Das Team ist seit 15 Spielen ungeschlagen und hat im dritten Bundesligajahr die zweite Qualifikation für die Champions League so gut wie sicher. Was hat die Mannschaft, was andere nicht haben?
Sie ist jung, trotzdem schon sehr reif und hat einen exzellenten Trainer. Wir haben immer gesagt, dass wir eine Mannschaft wollen, die entwicklungsfähig ist. Mit der wir einen langen Weg gehen wollen. Dass wir jetzt im Finale sind und so gut wie in der Champions League zeigt, wie stark und reif das Team mittlerweile ist.
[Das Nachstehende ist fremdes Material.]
PR #1639, opened 2024-11-22
fix LNC attachment and docs

riccardobl:
It seems the import broke at some point. This PR makes the LNC attachment  """"work"""" again.

Also, the doc needed a refresh after the sndev refactoring.


huumn:
Thanks!

PR #2974, opened 2026-05-14
Localize pay-in Sankey values

Robertg761:
## Summary
- format Nivo Sankey flow values with `Intl.NumberFormat`
- preserve up to three fractional sat digits for msat-derived values

Fixes #2942.

## Verification
- `git diff --check`
- `node --check components/payIn/sankey/index.js`


huumn:
we have prs for this already.

PR #2980, opened 2026-05-16
Fix Blixt Wallet Lightning Address integration

hsjoberg:
Hi, we use `@blixtwallet.com`  for our Lightning Address support in Blixt.

Cheers
Hampus


huumn:
Thanks!

PR #2982, opened 2026-05-18
Internationalize pay-in Sankey values

sravan27:
Closes #2942.\n\n## Summary\n- formats Sankey values through Intl.NumberFormat via Nivo's valueFormat prop\n- keeps Sankey link values numeric instead of stringified decimals\n- formats node/link asset labels from numeric sats values so singular/plural units stay correct\n\n## Test\n- npm run lint -- components/payIn/sankey/index.js\n\nThis was a small unlabeled bug fix; if it qualifies for an SN difficulty/reward label, I would appreciate consideration.


huumn:
duplicate

PR #2985, opened 2026-05-21
Fix msat decimal formatting

ezzy1630:
## What changed
- Return a number from msatsToSatsDecimal instead of a fixed-decimal string.
- Add coverage for singular unit formatting and sub-sat precision.

## Why
This lets transaction Sankey amounts go through Intl.NumberFormat and unit pluralization correctly. For example, 1000 msats now formats as 1 sat instead of treating "1.000" as a string.

Fixes #2942

## Testing
- npm run lint -- lib/format.js lib/format.test.js
- npm test -- lib/format.test.js --runInBand

### DIFF
--- a/lib/format.js
+++ b/lib/format.js
@@ -73,7 +73,7 @@ export const msatsToSatsDecimal = msats => {
   if (msats === null || msats === undefined) {
     return null
   }
-  return fixedDecimal(Number(msats) / 1000.0, 3)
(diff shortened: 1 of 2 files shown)


huumn:
duplicaate

ezzy1630:
Got it, thanks for the quick check. I'll leave this closed as duplicate.

PR #3002, opened 2026-06-06
fix: move eclair env_file to service level on docker-compose.yml

felipebueno:
## Description

`./sndev start` was not working:

```
failed to parse docker-compose.yml: yaml: construct errors:
  line 1: yaml: map merge requires map or sequence of maps as the value
```

The `eclair` service was doing `<<: *env_file` under `environment:` but every other service uses `env_file: *env_file` at the service level so I figured that could be the fix (claude helped me).

Claude said this:
"Older Docker Compose tolerated it silently. The newer one (v5) has a stricter YAML parser and straight up refuses to parse the whole file — so it broke every profile, even `minimal`."

And TBH, I didn't find evidence to back this claim up except for the fact that moving it one level up to match the rest worked. I also tested sndev start with the other profile options and everything seems to working properly.

## Screenshots

Before fix:

image

After fix:

image

## Additional Context

No. I just cloned the repo and tried to run it from the master branch with sndev start.

## Checklist

Yes

Claude helped me on this one too:

"8. Ran `docker compose config -q` across all profiles (`minimal`, `payments`, `wallets`, full stack, `*`) — all parse now. Then booted the full dev stack for real: eclair comes up, peers with `sn_lnd`, and `printenv` confirms `DATABASE_URL`/`NODE_ENV` are injected with no junk merge keys."

N/A

No

Yes. I used Claude Opus 4.8 to help me find the parse error, propose a fix and then I used it again to smoke test all profiles and analyze the results.

### DIFF
--- a/docker-compose.yml
+++ b/docker-compose.yml
@@ -594,8 +594,8 @@ services:
     restart: unless-stopped
     depends_on:
       <<: *depends_on_bitcoin
+    env_file: *env_file
     environment:
-      <<: *env_file
       JAVA_OPTS:
         -Declair.printToConsole
         -Dakka.loglevel=DEBUG


Soxasora (approved):
I'm not able to reproduce this issue on macOS Orbstack with Docker Compose v5.1.2, that's probably why this went under the radar.
I am able to reproduce this with Fedora and the latest Docker Compose.

Your fix works great, thanks!

PR #3056, opened 2026-06-09
Store email magic code callback in a short-lived cookie

### LINKED ISSUE #2984: Email magic code flow is not supported on some browsers
https://stacker.news/items/1493441/r/k00b?commentId=1493478

caydyan:
## Summary
- Store the email magic-code callback payload in a short-lived first-party cookie instead of sessionStorage.
- Read and clear that cookie on `/email` when building the final email callback URL.
- Apply the same storage path to email login/signup and email account linking.

## Why
Closes #2984.

## Validation
- `./node_modules/.bin/standard pages/email.js components/login.js pages/settings/logins.js lib/auth.js`
- `git diff --check`
- `npm run lint`
- `rg -n "sessionStorage\.setItem\('callback'|sessionStorage\.getItem\('callback'|email_auth_callback|EMAIL_AUTH_CALLBACK" components pages lib -g "*.js" -g "*.jsx"`

## Payout
BTC address: `bc1qev5ant33v5y89qqjvcf4mh9hlax5svqf5xd7gc`

### DIFF
--- a/components/login.js
+++ b/components/login.js
@@ -10,7 +10,7 @@ import LoginButton, { LoginWithNymButton } from './login-button'
 import { emailSchema } from '@/lib/validate'
 import { OverlayTrigger, Tooltip } from 'react-bootstrap'
 import * as cookie from 'cookie'
-import { cookieOptions, MULTI_AUTH_ANON, MULTI_AUTH_POINTER } from '@/lib/auth'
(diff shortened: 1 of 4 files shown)


Soxasora:
I agree that magic code would be better with cookies rather than with session storage, but it introduces the need to manage yet another cookie. Don't get me wrong, cookies are really great at solving nextauth's problems - we're using them to manage signin/signup and email login attachment.

This time I'd like to solve this without a cookie, using the nextauth's email callback. I should've assigned myself to the issue since I'm managing NextAuth for the custom domains feature, but thanks for the interest ^^

Issue #117, opened 2022-03-02
Disallow URIs in the post Title


cointastical:
SN [Item #13221](https://stacker.news/items/13221) had a URL ( https:// ) in the title. 

I can see where a domain itself should be accommodated (e.g., "Crypto.com stadium hosts big game"), but I can't think of a reason the URI Scheme (e.g., https:// ) would be needed in the title.

Having that URI scheme in the title messes with the character count calculation for automated Tweeting using Zapier.

sk-ip:
I assume this change is needed only for the discussion type post, But i think this should be extended to other types as well, as there is no check on the title fields for other post types.

zhailong8845-art:
I am taking this as a small validation fix across post types using the shared title validator. I will allow ordinary domains such as `Crypto.com` while rejecting URI schemes such as `https://` (including mixed-case schemes), with focused validation tests. Before review, could an SN engineer assign the appropriate `difficulty:*` label so the documented awards workflow can calculate any award if the change is merged? Please classify it based on the reviewed scope; I am not requesting a particular level.

Delivered in #3139 (`fd1018df`, follow-up `c9c3fe50`): the suite now directly covers bounty, discussion, job, link, and poll titles. Focused Jest passes 14/14, Standard Style passes, and `git diff --check` passes.

JhoanChala:
Fixed in #3175: the shared titleValidator for all post types now rejects URI schemes like https:// while still allowing plain domains (Crypto.com).

jahnclawdmonet:
I have a fix ready for this. Scoped it to reject `scheme://` in the title — so `https://stacker.news/items/13221` is rejected, but bare domains like `Crypto.com` still pass, matching the spec discussed here. It lives in the shared `titleValidator`, so it covers discussion / link / poll / bounty posts in one place, and I added unit tests to `lib/validate.spec.js` (the full `lib/` suite stays green).

One scoping question before I open a PR: do you want schemeless URLs like a bare `www.example.com` blocked too, or just schemes? I scoped it to `scheme://` since that's what actually throws off the downstream character counts (e.g. the automated tweeting mentioned in the original report), but I'm happy to widen it if you'd prefer.

PR #3065, opened 2026-06-13
Reject URLs in post titles

caydyan:
Refs #117.

## Description

Post titles currently accept strings containing full URLs such as `https://...`. Issue #117 notes that URI schemes in titles are not needed for normal title text and can break downstream uses such as automated tweet length calculations.

This adds a shared title validation rule that rejects URL-looking values with an explicit URI scheme (`scheme://...`) while still allowing bare domains like `Crypto.com` in titles. Because discussion, link, bounty, poll, and job submissions all use the shared title validator, the rule applies consistently across those title fields.

## Screenshots

Not applicable; validation behavior only.

## Additional Context

The check is intentionally narrow to avoid rejecting ordinary titles with domains or colon punctuation. It targets URLs with URI schemes rather than every string containing a dot or colon.

## Checklist

- [x] I have tested this change locally
- [x] I have considered false positives for bare domains in titles
- [x] No new environment variables are required

Validation:

- `npm run lint -- lib/validate.js lib/validate.spec.js`
- `npm test -- lib/validate.spec.js`
- `git diff --check`

### DIFF
--- a/lib/validate.js
+++ b/lib/validate.js
@@ -53,7 +53,7 @@ export function truncateToCharLength (value, maxLength) {
   return out
 }
 
-const TITLE_URL_WITH_SCHEME_REGEXP = /\b[a-z][a-z0-9+.-]*:\/\/\S+/i
+const TITLE_URL_WITH_SCHEME_REGEXP = /\b[a-z][a-z0-9+.-]*:(?:\/\/|\S+)/i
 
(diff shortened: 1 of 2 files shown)


sir-opti:
`://` filter ignores schemeless uris (`mailto:`, `bitcoin:`...). Recommend reject.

Dazu gehört natürlich auch ein Trainerteam, das weiß, was es will.

Das Finale ist nicht viel wert, wenn RB es nicht gewinnt.
Das ist so. Wir fahren nach Berlin, um zu siegen Das ist jetzt unser Anspruch. Eintracht Frankfurt hat voriges Jahr gezeigt, dass man auch als Underdog gewinnen kann, sofern denn die Bayern unser Gegner werden.

Reif wie nie

Gewinnt die Mannschaft am Wochenende gegen Freiburg, dann ist die Königsklasse sicher. Und Sie können mit der Kaderplanung ins Detail gehen. Wie helfen dabei Erfolge wie der gegen den HSV?
Wir müssen nicht mehr viel Werbung für unseren Verein machen. Ich denke, wir sind ein extremst attraktiver Klub. Wir bekommen ab nächster Saison den nächsten fantastischen Trainer, spielen international, Leipzig ist eine attraktive Stadt und hat, wie man heute sehen konnte, eine fantastische Fankultur. Wir haben viel in der Waagschale und sind deshalb nicht der schlechteste Standort.

Vater des Erfolgs ist der Trainer. Wie nehmen Sie Ralf Rangnick gerade wahr?
Sehr gelassen. Wir haben immer gesagt, dass ist kein Übergangsjahr, sondern wir entwickeln die Mannschaft weiter. Ralf hat das mit einer sehr angenehmen Ruhe gemacht. Auch wenn es am Anfang etwas holprig war, wir wussten immer um die Qualität des Kaders und wissen auch, dass Ralf einer der besten Trainer Deutschlands ist. Deshalb hatten wir Ruhe im Verein. Und der Trainer hat mit dieser Ruhe die Mannschaft zusammengefügt. Ich denke, so ein reifes Teamgefüge hatten wir noch nie. Deswegen spielen wir momentan den attraktivsten Fußball in unserer Klubgeschichte – trotz der Vizemeisterschaft im ersten Bundesligajahr.

Der Coach übergibt im Sommer an Julian Nagelsmann. Mit Wehmut?
Mich würde es wundern, wenn Ralf jetzt nicht denkt: ‚Das ist jetzt schon geil!‘ Jeder hätte mit dieser Mannschaft gerade sehr viel Spaß. Aber Ralf hat sich entschieden, Sportdirektor zu sein. Und die Aufgabe, die danach auf ihn wartet, ist genauso spannend. Dann werden wir einen hochtalentierten jungen Trainer haben und einen sehr erfahrenen Sportchef. Das wird uns noch erfolgreicher machen.